_Exercise directions_: Print word for word the first line of the records below and every following line through the one containing "Issue #4181, opened 2026-01-16"; print nothing else.

::::

PR #4545, opened 2026-05-19
kc/typos whitespace

KristofferC:
My editor keeps inserting a bunch of whitespace which is annoying. Also, there is a typo ci check that keeps being red.


test_compiler_options_fallback.jl
AayushSabharwal, line 1: Is this file accidentally committed?

KristofferC: oops, yes, sorry, too many things going on at once

Issue #4181, opened 2026-01-16
Add Enzyme rule for SetInitialUnknowns to support remake autodiff


ChrisRackauckas-Claude:
## Summary

PR #4175 added a ChainRules `rrule` for `SetInitialUnknowns` which fixed Zygote autodiff through `remake` (SciMLBase.jl#1208). However, Enzyme uses its own AD rules and would need a corresponding Enzyme-specific rule.

## Context

The `SetInitialUnknowns` functor is used during `remake` with MTK problems. For Enzyme to differentiate through `remake` calls, it needs its own rule defined.

## Related

- MTK PR #4175 - Added ChainRules rrule for Zygote
- SciMLBase.jl#1208 - Original issue for Zygote
- SciMLBase.jl#1210 - Re-enabled Zygote tests

## Desired Behavior

Add an Enzyme rule (likely via EnzymeRules in a package extension) so that code like:

```julia
function loss(u0)
    _prob = remake(prob, u0 = u0)
    return sum(solve(_prob, Tsit5()))
end
DifferentiationInterface.gradient(loss, AutoEnzyme(), u0)
```

works correctly.

PR #1323, opened 2021-11-03
Bump version

0x0f0f0f:
After merging #1318

PR #4551, opened 2026-05-21
supports_initialization: use get_jumps to keep Enzyme readonly

### LINKED ISSUE #4550: Enzyme.gradient through remake fails with EnzymeMutabilityException via supports_initialization → jumps(sys)
## Summary

`Enzyme.gradient` through a closure that calls `remake` on an MTK-generated problem (no `solve` needed) fails on Julia 1.12 with `EnzymeMutabilityException` because MTK's `supports_initialization(sys)` calls `jumps(sys)`, which contains a `copy(js)` / `append!(js, namespace_jumps(subsys))` path that Enzyme cannot statically prove is read-only for the captured `sys`.

This is the immediate blocker for `Enzyme.gradient(Reverse, loss, tunables)` where `loss = p -> sum(remake(prob; p = repack(p)).u0)` — surfaces in SciMLSensitivity.jl's `test/parameter_initialization.jl`, `test/mtk.jl`, and `test/desauty_dae_mwe.jl` (all currently `@test_broken`).

Related to #4181 (Enzyme rule for `SetInitialUnknowns`), but a strictly earlier failure — Enzyme never reaches `SetInitialUnknowns` because `_late_binding_update_u0_p_impl` aborts first on the `supports_initialization` readonly check.

## Reproducer (no solve, no SciMLSensitivity, no NonlinearSolve)

```julia
using ModelingToolkit
using SciMLBase: remake, ODEProblem
import SciMLStructures as SS
using SymbolicIndexingInterface: parameter_values
using Enzyme

@parameters a b c
@variables x(t) y(t) z(t)

eqs = [
    D(x) ~ a * x + y + z,
    0 ~ y^3 + y - b * x,
    0 ~ z^3 + z - c * y,
]

@mtkbuild sys = ODESystem(eqs, t)

prob = ODEProblem(
    sys,
    [x => 1.0],
    (0.0, 0.1),
    [a => -0.5, b => 2.0, c => 1.5],
    guesses = [y => 1.0, z => 0.5];
    use_scc = false,
)

iprob = prob.f.initialization_data.initializeprob
itunables, irepack, _ = SS.canonicalize(SS.Tunable(), parameter_values(iprob))

remake_only = let iprob = iprob, irepack = irepack
    p -> sum(remake(iprob, p = irepack(p)).u0)
end

# Throws EnzymeMutabilityException
Enzyme.gradient(Enzyme.Reverse, remake_only, itunables)
```

## Error

```
EnzymeMutabilityException: Function argument passed to autodiff cannot be proven readonly.
...
The potentially writing call is   %8 = call fastcc nonnull ptr addrspace(10) @julia_jumps_42457(ptr addrspace(10) readonly %5), ...
!enzymejl_byref_MUT_REF !0, !enzymejl_source_type_System !0

Stacktrace:
  [1] supports_initialization
    @ src/systems/system.jl:1506 [inlined]
  [2] _late_binding_update_u0_p_impl
    @ src/systems/nonlinear/initializesystem.jl:729 [inlined]
  [3] late_binding_update_u0_p
    @ src/systems/nonlinear/initializesystem.jl:716 [inlined]
  [4] late_binding_update_u0_p
    @ SciMLBase/src/remake.jl:1527 [inlined]
  ...
  [8] remake
    @ SciMLBase/src/remake.jl:920 [inlined]
  [9] remake
    @ SciMLBase/src/remake.jl:907 [inlined]
```

## Root cause

`supports_initialization` in `src/systems/system.jl:1505-1508`:

```julia
function supports_initialization(sys::System)
    return isempty(get_systems(sys)) && isempty(jumps(sys)) &&
        isempty(get_costs(sys)) && isempty(get_constraints(sys))
end
```

It calls `jumps(sys)`, which (in `src/systems/abstractsystem.jl:2054`) is:

```julia
function jumps(sys::AbstractSystem)
    js = get_jumps(sys)
    systems = get_systems(sys)
    isempty(systems) && return js
    js = copy(js)
    for subsys in systems
        append!(js, namespace_jumps(subsys))
    end
    return js
end
```

Enzyme's static analysis cannot prove the `copy`/`append!` branch is never taken at runtime for any `sys`, so the entire `sys` argument is conservatively marked as not provably readonly. This causes the captured-closure mutability check to fire even though the actual call (with no subsystems) doesn't write anything.

## Proposed fix

Replace the call to `jumps(sys)` with the raw field accessor `get_jumps(sys)` — both are equivalent when there are no subsystems (which is the case after `@mtkbuild`/`structural_simplify`), and `get_jumps` is a pure field load that Enzyme handles cleanly:

```julia
function supports_initialization(sys::System)
    return isempty(get_systems(sys)) && isempty(get_jumps(sys)) &&
        isempty(get_costs(sys)) && isempty(get_constraints(sys))
end
```

I verified locally that monkey-patching this exact change on top of the current MTKBase makes the MWE above succeed and produces correct gradients via Enzyme.

## Notes

- This is *one* layer of the broader Enzyme+MTK remake/solve story. After patching `supports_initialization`, the `remake` (no solve) case works, but full `remake + solve` still hits separate readonly-proof issues downstream (in FunctionWrappersWrappers `SingleCacheStorage.cached = new_fw` on cache miss, and Enzyme's `MixedDuplicated(::NonlinearSolution, ...)` runtime tactical wrapper not matching). I'll file those separately if/when they prove tractable, but this MTK fix is the most isolable and the cleanest first step.

- Closing #4181's broader story will still require Enzyme to differentiate through `SetInitialUnknowns` correctly — this issue just unblocks the entry into that path.

## Environment

- Julia 1.12.6
- Enzyme v0.13.148
- ModelingToolkit v11.26.5 (ModelingToolkitBase tHvXN)
- SciMLBase v3.13.1 (with `1208`/Mooncake scalar-u fix applied)
- SciMLStructures v1.10.0
- FunctionWrappersWrappers v1.9.0

ChrisRackauckas-Claude:

## Summary

`supports_initialization(sys)` short-circuits on `isempty(get_systems(sys))`, so the call to `jumps(sys)` here only ever reaches the early-return branch where `jumps(sys) === get_jumps(sys)`. However the unreached `copy(js) + append!(js, namespace_jumps(subsys))` branch in `jumps` is enough to prevent Enzyme's static analysis from proving `sys` read-only at this call site — and that breaks `Enzyme.gradient` through any closure that reaches `_late_binding_update_u0_p_impl`, e.g. `remake(prob; p = repack(tunables))` on any MTK-generated problem.

Swap to `get_jumps(sys)`, which is a pure field accessor and identical in this short-circuited position.

## Verification

The MWE from #4550:

```julia
@parameters a b c
@variables x(t) y(t) z(t)
eqs = [D(x) ~ a*x + y + z, 0 ~ y^3 + y - b*x, 0 ~ z^3 + z - c*y]
@mtkbuild sys = ODESystem(eqs, t)
prob = ODEProblem(sys, [x => 1.0], (0.0, 0.1),
                  [a => -0.5, b => 2.0, c => 1.5];
                  guesses = [y => 1.0, z => 0.5], use_scc = false)
iprob = prob.f.initialization_data.initializeprob
itunables, irepack, _ = SS.canonicalize(SS.Tunable(), parameter_values(iprob))
remake_only = let iprob = iprob, irepack = irepack
    p -> sum(remake(iprob, p = irepack(p)).u0)
end
Enzyme.gradient(Enzyme.Reverse, remake_only, itunables)
```

Before this PR: `EnzymeMutabilityException` at `supports_initialization` → `jumps(sys)`.

After this PR: `Enzyme.gradient` completes (returns a vector). The returned gradient itself is currently `[0.0, …]` because MTK#4181 (Enzyme rule for `SetInitialUnknowns`) is still missing — that's a separate semantic-correctness issue that this PR doesn't touch; it just removes the compile-time blocker.

## What downstream this unblocks

This is **Layer 1** of a 4-layer Enzyme-through-MTK-remake stack documented during the SciMLSensitivity #1323 / #1359 investigation. Layers 2–4 (FunctionWrappersWrappers cache mutation, SciMLBase `Const(loss)` `EnzymeRuntimeActivityError`, Enzyme.jl `MixedDuplicated{NonlinearSolution}` MethodError) still bite once you go past `remake` to `remake + solve`. Those need separate upstream work. The `@test_broken Enzyme.gradient` blocks in SciMLSensitivity's `mtk.jl` / `parameter_initialization.jl` / `desauty_dae_mwe.jl` stay until all four are resolved.

## Refs

- Closes #4550
- Related: #4181 (Enzyme rule for `SetInitialUnknowns` — Layer 4, separate)
- SciML/SciMLSensitivity.jl#1359, #1323

## Test plan
- [x] Local: `Enzyme.gradient` on the MWE no longer errors
- [ ] CI green

### DIFF
--- a/lib/ModelingToolkitBase/src/systems/system.jl
+++ b/lib/ModelingToolkitBase/src/systems/system.jl
@@ -1503,7 +1503,15 @@ function Base.showerror(io::IO, err::EventsInTimeIndependentSystemError)
 end
 
 function supports_initialization(sys::System)
-    return isempty(get_systems(sys)) && isempty(jumps(sys)) &&
+    # Use `get_jumps` rather than the flattened `jumps`. The two are
+    # equivalent here because the `isempty(get_systems(sys))` short-circuit
+    # before this term guarantees the subsystem-flattening branch in
+    # `jumps(sys)` (which does `copy` + `append!`) is unreachable. The
+    # mutation in that unreachable branch nevertheless prevents Enzyme from
+    # proving `sys` is read-only, blocking `Enzyme.gradient` through any
+    # closure that ends up at `_late_binding_update_u0_p_impl` — including
+    # `remake(prob; p = repack(tunables))` on MTK-generated problems.
+    return isempty(get_systems(sys)) && isempty(get_jumps(sys)) &&
         isempty(get_costs(sys)) && isempty(get_constraints(sys))
 end
 
--- a/lib/ModelingToolkitBase/src/systems/system.jl
+++ b/lib/ModelingToolkitBase/src/systems/system.jl
@@ -1503,14 +1503,6 @@ function Base.showerror(io::IO, err::EventsInTimeIndependentSystemError)
 end
 
 function supports_initialization(sys::System)
-    # Use `get_jumps` rather than the flattened `jumps`. The two are
-    # equivalent here because the `isempty(get_systems(sys))` short-circuit
-    # before this term guarantees the subsystem-flattening branch in
-    # `jumps(sys)` (which does `copy` + `append!`) is unreachable. The
-    # mutation in that unreachable branch nevertheless prevents Enzyme from
-    # proving `sys` is read-only, blocking `Enzyme.gradient` through any
-    # closure that ends up at `_late_binding_update_u0_p_impl` — including
-    # `remake(prob; p = repack(tunables))` on MTK-generated problems.
     return isempty(get_systems(sys)) && isempty(get_jumps(sys)) &&
         isempty(get_costs(sys)) && isempty(get_constraints(sys))
 end


ChrisRackauckas-Claude:
## Layer 2 status update

Confirmed independently that landing this Layer 1 fix is necessary but not sufficient: with this PR applied, bare `Enzyme.gradient` through `remake` succeeds, but `remake + solve` still fails with `EnzymeMutabilityException`. I reduced Layer 2 to a no-MTK MWE and filed it upstream at EnzymeAD/Enzyme.jl#3117:

> `Enzyme.gradient` over `NonlinearSolve.solve` works for a `NonlinearProblem` whose `f` is a plain anonymous function, but fails as soon as `f` is a `RuntimeGeneratedFunction` (or any wrapped-function pattern — `eval_expression = true` still fails). The failing IR variable is `iprob.f1.i.sroa.0.0` — a Union-tag byte store SROA'd through `NonlinearFunction.f` reported inside `SciMLBase`'s mutable `NonlinearProblem` constructor.

The full breakdown of layers 2–4 is in the discussion on SciMLSensitivity#1359. This PR remains the right Layer 1 fix on its own; the three `@test_broken Enzyme.gradient` blocks in SciMLSensitivity (`mtk.jl`, `parameter_initialization.jl`, `desauty_dae_mwe.jl`) flip to passing once both this and EnzymeAD/Enzyme.jl#3117 land.

I also filed SciML/FunctionWrappersWrappers.jl#51 (defensive `inactive_type` rule for cache storage) — that one doesn't fix Layer 2 by itself but removes one conservative-IPA layer.

AayushSabharwal:
Test? I feel like this is very easy to accidentally break

ChrisRackauckas:
The only real answer for whether Enzyme works is if Enzyme works, so we'll get that in the integration tests at the end of the journey.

::::

_Exercise answer_:
PR #4545, opened 2026-05-19
kc/typos whitespace

KristofferC:
My editor keeps inserting a bunch of whitespace which is annoying. Also, there is a typo ci check that keeps being red.


test_compiler_options_fallback.jl
AayushSabharwal, line 1: Is this file accidentally committed?

KristofferC: oops, yes, sorry, too many things going on at once

Issue #4181, opened 2026-01-16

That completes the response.